[Stored data]
___

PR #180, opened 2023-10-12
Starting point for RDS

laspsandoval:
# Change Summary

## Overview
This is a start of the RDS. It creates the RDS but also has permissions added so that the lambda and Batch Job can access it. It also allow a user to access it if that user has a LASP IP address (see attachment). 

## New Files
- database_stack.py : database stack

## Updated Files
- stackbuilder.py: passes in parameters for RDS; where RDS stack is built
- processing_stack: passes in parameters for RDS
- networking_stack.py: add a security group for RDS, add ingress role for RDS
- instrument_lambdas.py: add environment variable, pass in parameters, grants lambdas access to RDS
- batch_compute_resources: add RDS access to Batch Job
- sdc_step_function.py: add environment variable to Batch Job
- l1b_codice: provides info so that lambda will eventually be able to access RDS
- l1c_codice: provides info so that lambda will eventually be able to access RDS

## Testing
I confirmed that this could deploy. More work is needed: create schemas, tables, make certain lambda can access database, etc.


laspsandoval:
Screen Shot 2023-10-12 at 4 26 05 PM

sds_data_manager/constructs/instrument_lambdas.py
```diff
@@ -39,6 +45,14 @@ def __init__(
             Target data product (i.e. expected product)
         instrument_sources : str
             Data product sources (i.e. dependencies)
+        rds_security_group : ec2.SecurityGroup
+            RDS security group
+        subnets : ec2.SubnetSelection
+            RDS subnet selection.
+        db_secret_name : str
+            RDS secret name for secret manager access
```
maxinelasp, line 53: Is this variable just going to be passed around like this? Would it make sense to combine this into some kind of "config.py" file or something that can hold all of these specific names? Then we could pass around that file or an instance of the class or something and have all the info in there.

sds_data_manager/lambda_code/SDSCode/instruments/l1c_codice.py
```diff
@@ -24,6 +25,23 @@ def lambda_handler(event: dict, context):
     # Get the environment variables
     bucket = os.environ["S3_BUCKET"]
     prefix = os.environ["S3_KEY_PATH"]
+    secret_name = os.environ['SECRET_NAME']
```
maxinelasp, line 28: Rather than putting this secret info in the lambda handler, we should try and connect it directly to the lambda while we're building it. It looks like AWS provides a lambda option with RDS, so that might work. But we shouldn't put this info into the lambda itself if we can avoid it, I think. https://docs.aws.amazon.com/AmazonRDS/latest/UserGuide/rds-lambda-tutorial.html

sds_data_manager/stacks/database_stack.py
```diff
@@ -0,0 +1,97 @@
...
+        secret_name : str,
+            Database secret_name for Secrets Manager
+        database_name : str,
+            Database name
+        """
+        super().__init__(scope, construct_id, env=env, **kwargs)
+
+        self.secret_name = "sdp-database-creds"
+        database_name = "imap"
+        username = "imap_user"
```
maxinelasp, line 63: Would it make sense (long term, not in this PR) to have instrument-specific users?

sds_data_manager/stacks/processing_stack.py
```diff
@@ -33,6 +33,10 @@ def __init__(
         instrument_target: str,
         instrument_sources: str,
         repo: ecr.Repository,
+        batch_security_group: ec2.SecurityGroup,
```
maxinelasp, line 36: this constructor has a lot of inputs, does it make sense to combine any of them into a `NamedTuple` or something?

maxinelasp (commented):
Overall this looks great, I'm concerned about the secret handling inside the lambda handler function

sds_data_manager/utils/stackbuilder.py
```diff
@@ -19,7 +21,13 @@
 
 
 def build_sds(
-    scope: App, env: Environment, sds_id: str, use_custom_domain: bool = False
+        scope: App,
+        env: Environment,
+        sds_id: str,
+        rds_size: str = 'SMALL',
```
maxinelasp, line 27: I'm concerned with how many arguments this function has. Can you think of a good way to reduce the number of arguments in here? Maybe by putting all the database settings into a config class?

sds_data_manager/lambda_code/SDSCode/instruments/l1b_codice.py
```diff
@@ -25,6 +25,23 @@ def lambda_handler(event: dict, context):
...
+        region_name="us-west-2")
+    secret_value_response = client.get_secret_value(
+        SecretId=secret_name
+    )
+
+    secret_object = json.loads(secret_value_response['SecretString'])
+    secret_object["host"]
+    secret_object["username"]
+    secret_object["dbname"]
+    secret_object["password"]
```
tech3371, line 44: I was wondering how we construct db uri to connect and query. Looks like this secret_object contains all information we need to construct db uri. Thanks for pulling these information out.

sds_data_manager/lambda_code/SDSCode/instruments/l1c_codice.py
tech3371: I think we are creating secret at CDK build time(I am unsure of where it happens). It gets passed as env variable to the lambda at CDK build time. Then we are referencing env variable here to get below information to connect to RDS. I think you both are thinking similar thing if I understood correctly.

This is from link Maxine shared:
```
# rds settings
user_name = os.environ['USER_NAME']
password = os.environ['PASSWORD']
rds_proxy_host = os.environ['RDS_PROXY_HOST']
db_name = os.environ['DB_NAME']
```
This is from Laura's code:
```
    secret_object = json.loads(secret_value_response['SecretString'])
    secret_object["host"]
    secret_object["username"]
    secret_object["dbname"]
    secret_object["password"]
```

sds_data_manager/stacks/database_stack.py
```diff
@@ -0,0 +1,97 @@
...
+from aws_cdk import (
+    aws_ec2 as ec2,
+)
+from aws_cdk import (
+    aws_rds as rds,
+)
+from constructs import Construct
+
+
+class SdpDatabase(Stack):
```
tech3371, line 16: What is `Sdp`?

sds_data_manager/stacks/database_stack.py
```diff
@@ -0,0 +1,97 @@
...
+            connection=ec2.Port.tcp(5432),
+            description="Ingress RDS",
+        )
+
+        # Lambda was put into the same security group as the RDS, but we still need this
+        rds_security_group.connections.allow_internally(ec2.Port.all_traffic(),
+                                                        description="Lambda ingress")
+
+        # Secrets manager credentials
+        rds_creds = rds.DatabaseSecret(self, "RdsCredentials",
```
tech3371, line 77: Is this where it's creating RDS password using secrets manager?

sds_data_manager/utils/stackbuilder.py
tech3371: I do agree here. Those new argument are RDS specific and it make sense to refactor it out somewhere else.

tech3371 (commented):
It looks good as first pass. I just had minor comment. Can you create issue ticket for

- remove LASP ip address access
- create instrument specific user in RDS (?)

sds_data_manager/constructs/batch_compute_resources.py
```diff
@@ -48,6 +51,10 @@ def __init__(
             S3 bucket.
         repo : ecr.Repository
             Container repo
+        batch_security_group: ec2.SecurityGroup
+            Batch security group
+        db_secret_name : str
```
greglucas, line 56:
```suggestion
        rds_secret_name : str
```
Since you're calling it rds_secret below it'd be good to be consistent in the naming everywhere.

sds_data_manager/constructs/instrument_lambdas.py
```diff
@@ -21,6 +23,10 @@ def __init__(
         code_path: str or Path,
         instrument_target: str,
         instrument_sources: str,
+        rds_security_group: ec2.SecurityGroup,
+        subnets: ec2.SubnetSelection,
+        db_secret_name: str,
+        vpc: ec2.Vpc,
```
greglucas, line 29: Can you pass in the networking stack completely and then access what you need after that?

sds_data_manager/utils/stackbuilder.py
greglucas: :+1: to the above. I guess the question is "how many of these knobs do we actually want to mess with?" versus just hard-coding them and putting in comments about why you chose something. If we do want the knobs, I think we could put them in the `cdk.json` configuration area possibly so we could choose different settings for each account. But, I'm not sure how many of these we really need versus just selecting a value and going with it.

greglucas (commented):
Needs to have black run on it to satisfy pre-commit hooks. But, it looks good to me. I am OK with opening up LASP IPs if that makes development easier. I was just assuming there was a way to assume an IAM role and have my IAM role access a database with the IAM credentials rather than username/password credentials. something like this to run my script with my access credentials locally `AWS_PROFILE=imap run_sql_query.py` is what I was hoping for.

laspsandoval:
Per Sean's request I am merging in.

___

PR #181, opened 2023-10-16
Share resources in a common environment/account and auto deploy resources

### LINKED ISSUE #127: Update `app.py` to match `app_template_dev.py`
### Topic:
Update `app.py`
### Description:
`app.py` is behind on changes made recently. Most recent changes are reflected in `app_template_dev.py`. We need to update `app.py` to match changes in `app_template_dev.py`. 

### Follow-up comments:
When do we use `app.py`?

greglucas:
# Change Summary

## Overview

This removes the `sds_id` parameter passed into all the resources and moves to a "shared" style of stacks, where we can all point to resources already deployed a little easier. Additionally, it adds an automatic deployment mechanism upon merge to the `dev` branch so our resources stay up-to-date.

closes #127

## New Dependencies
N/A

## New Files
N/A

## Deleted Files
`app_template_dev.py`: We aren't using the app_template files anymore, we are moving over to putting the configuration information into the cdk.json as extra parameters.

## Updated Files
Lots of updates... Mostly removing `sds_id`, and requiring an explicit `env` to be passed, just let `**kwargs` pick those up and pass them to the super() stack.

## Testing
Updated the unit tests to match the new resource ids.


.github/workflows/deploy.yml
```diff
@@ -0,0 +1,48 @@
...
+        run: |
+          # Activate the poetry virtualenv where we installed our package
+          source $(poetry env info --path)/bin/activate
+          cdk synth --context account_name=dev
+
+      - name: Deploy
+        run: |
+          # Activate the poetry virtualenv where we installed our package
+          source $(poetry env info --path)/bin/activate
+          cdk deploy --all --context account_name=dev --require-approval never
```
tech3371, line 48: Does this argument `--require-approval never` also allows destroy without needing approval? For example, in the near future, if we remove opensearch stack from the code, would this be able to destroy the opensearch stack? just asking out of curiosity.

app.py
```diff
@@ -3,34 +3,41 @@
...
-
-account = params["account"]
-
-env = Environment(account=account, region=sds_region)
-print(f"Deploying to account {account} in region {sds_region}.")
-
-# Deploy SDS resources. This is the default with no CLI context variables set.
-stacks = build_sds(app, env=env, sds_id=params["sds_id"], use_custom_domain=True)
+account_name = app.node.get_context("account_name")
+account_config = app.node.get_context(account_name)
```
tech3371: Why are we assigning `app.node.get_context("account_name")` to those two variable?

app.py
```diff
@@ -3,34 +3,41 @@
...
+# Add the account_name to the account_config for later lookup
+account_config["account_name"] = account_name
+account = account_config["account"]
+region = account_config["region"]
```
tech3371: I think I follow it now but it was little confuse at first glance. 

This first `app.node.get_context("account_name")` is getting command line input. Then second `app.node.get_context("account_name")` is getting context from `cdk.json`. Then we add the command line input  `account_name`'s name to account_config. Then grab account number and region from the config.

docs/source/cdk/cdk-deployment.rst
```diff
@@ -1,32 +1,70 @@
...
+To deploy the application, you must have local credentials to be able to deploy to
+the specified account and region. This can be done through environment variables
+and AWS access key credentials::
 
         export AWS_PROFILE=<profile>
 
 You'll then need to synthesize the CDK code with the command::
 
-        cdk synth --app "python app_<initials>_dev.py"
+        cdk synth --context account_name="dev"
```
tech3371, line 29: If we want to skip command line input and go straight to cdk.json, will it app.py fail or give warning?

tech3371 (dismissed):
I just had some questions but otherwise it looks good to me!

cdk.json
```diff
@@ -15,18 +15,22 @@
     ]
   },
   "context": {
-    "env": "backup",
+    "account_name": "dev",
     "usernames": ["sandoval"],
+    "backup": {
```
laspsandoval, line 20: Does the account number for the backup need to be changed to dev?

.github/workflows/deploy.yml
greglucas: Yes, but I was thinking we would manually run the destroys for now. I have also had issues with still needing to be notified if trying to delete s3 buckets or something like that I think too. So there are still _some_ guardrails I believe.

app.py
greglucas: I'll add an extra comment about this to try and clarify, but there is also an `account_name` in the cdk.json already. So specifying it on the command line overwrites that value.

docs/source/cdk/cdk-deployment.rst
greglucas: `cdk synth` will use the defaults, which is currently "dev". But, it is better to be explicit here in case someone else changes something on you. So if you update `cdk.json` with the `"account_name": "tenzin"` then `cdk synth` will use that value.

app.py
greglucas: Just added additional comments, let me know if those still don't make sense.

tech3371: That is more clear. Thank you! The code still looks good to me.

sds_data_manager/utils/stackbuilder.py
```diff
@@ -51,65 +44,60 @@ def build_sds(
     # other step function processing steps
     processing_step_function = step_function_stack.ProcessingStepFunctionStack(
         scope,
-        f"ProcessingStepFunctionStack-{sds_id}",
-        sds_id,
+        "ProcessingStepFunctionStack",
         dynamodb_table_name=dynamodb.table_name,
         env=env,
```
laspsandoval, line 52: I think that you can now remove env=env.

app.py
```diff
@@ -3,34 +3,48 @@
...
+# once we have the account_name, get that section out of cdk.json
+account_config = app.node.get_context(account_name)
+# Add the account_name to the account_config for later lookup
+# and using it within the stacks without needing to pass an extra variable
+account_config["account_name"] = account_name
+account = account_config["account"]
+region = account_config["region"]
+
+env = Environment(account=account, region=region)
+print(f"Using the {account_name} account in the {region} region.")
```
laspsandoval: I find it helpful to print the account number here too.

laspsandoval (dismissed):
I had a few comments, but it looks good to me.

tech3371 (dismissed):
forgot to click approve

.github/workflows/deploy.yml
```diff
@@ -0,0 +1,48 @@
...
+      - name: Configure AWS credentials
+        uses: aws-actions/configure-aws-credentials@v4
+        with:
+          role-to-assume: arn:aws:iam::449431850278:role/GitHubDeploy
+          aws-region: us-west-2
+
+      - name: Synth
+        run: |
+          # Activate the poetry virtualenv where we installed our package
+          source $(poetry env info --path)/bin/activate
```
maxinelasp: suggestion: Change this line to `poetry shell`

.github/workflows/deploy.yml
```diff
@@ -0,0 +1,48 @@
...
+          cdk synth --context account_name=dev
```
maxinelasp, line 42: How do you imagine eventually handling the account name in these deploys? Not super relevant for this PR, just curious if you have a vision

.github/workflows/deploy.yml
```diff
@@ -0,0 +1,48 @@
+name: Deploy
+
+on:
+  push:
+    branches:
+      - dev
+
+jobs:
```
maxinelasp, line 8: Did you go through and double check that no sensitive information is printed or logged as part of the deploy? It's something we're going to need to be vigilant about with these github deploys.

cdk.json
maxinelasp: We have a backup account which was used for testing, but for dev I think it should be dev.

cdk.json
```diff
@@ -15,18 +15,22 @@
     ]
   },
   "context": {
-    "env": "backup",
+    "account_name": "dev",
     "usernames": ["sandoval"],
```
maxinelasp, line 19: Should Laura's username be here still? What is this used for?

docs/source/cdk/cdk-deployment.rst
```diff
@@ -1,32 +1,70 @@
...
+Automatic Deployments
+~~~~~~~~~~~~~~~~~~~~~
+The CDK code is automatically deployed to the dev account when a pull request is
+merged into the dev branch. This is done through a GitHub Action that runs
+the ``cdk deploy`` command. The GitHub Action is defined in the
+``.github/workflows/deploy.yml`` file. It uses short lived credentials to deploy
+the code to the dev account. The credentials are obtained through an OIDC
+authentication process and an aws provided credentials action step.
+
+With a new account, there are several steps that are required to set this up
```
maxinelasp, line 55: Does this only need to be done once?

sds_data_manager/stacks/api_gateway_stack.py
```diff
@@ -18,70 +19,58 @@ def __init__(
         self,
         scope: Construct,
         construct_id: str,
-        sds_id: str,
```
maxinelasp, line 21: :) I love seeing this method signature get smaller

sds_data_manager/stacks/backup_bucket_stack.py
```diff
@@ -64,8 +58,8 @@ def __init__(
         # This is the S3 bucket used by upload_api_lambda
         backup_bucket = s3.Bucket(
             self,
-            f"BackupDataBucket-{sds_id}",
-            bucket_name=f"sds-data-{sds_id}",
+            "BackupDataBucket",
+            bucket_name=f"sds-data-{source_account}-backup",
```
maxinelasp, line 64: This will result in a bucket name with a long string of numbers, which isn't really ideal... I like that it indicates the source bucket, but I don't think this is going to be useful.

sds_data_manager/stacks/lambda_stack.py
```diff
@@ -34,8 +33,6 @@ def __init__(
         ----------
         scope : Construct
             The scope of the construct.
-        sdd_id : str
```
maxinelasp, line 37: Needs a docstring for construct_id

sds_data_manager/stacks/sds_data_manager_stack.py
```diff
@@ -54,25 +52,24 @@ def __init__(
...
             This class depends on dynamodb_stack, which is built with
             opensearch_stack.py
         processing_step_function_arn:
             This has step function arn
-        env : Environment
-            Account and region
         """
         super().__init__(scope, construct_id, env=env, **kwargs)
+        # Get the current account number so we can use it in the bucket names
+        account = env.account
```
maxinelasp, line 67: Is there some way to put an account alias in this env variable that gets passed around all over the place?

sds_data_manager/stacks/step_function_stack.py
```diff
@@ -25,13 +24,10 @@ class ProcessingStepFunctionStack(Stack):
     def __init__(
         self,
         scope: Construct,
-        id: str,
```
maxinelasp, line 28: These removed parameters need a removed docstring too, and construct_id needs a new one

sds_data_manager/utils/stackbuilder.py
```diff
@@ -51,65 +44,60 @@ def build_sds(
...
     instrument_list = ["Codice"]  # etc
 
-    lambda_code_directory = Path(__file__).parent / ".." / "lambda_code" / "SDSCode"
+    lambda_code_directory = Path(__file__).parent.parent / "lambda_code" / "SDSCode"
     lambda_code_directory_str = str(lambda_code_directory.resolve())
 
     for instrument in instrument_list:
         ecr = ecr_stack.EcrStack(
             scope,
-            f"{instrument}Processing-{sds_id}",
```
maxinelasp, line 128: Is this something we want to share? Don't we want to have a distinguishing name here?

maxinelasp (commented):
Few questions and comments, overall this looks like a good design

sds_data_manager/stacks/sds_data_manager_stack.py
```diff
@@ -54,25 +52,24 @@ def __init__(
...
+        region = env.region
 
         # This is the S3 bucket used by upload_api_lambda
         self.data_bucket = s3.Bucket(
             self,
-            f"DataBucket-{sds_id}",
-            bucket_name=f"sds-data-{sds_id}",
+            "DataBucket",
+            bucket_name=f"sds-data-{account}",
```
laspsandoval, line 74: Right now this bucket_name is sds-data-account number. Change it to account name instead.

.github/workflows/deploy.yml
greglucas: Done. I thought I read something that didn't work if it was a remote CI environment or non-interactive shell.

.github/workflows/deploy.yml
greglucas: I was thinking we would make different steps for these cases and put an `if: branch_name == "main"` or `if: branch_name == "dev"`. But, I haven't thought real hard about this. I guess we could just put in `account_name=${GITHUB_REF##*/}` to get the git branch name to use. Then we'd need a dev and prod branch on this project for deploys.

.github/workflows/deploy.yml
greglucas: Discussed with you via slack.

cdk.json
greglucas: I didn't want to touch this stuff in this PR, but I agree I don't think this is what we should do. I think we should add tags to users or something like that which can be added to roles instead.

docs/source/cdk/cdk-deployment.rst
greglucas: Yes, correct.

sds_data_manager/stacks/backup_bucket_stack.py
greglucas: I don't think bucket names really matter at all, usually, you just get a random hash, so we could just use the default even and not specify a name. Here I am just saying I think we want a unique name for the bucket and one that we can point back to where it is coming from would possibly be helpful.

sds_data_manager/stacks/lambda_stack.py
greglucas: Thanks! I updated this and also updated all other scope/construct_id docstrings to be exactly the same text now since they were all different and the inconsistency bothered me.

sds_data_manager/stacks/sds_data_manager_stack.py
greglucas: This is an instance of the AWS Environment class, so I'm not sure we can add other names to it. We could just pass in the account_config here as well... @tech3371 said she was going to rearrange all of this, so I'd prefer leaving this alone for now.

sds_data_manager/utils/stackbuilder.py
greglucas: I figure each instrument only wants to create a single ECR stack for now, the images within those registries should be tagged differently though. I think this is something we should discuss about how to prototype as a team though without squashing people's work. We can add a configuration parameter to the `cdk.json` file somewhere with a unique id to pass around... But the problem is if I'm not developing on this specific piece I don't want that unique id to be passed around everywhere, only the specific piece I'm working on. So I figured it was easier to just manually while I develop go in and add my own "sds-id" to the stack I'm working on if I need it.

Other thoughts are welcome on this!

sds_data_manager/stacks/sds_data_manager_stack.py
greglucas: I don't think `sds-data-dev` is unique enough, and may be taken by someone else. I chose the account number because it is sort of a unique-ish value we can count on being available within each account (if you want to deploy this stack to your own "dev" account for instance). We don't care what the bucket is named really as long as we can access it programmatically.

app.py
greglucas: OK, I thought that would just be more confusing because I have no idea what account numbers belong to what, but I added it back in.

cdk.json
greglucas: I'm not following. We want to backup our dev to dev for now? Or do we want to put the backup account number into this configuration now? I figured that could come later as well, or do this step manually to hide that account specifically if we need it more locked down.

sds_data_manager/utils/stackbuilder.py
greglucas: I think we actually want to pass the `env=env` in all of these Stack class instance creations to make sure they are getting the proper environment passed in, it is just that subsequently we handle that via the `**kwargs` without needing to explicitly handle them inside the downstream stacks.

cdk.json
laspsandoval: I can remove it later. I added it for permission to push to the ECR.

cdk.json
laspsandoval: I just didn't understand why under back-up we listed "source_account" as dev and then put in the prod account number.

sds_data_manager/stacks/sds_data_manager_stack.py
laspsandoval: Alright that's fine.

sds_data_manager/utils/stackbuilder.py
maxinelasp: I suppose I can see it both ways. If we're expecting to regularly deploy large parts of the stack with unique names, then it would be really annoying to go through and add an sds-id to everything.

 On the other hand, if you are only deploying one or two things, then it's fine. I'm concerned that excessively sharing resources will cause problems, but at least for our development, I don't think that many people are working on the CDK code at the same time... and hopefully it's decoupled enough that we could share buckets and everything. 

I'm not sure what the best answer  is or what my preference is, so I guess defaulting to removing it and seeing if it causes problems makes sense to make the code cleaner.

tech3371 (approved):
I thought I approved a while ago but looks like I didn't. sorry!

___

> [What is being asked]: Give back, word for word, only the lines above from the line holding "### LINKED ISSUE" to the line holding "## Deleted Files", both included.

> [Response below]:
### LINKED ISSUE #127: Update `app.py` to match `app_template_dev.py`
### Topic:
Update `app.py`
### Description:
`app.py` is behind on changes made recently. Most recent changes are reflected in `app_template_dev.py`. We need to update `app.py` to match changes in `app_template_dev.py`. 

### Follow-up comments:
When do we use `app.py`?

greglucas:
# Change Summary

## Overview

This removes the `sds_id` parameter passed into all the resources and moves to a "shared" style of stacks, where we can all point to resources already deployed a little easier. Additionally, it adds an automatic deployment mechanism upon merge to the `dev` branch so our resources stay up-to-date.

closes #127

## New Dependencies
N/A

## New Files
N/A

## Deleted Files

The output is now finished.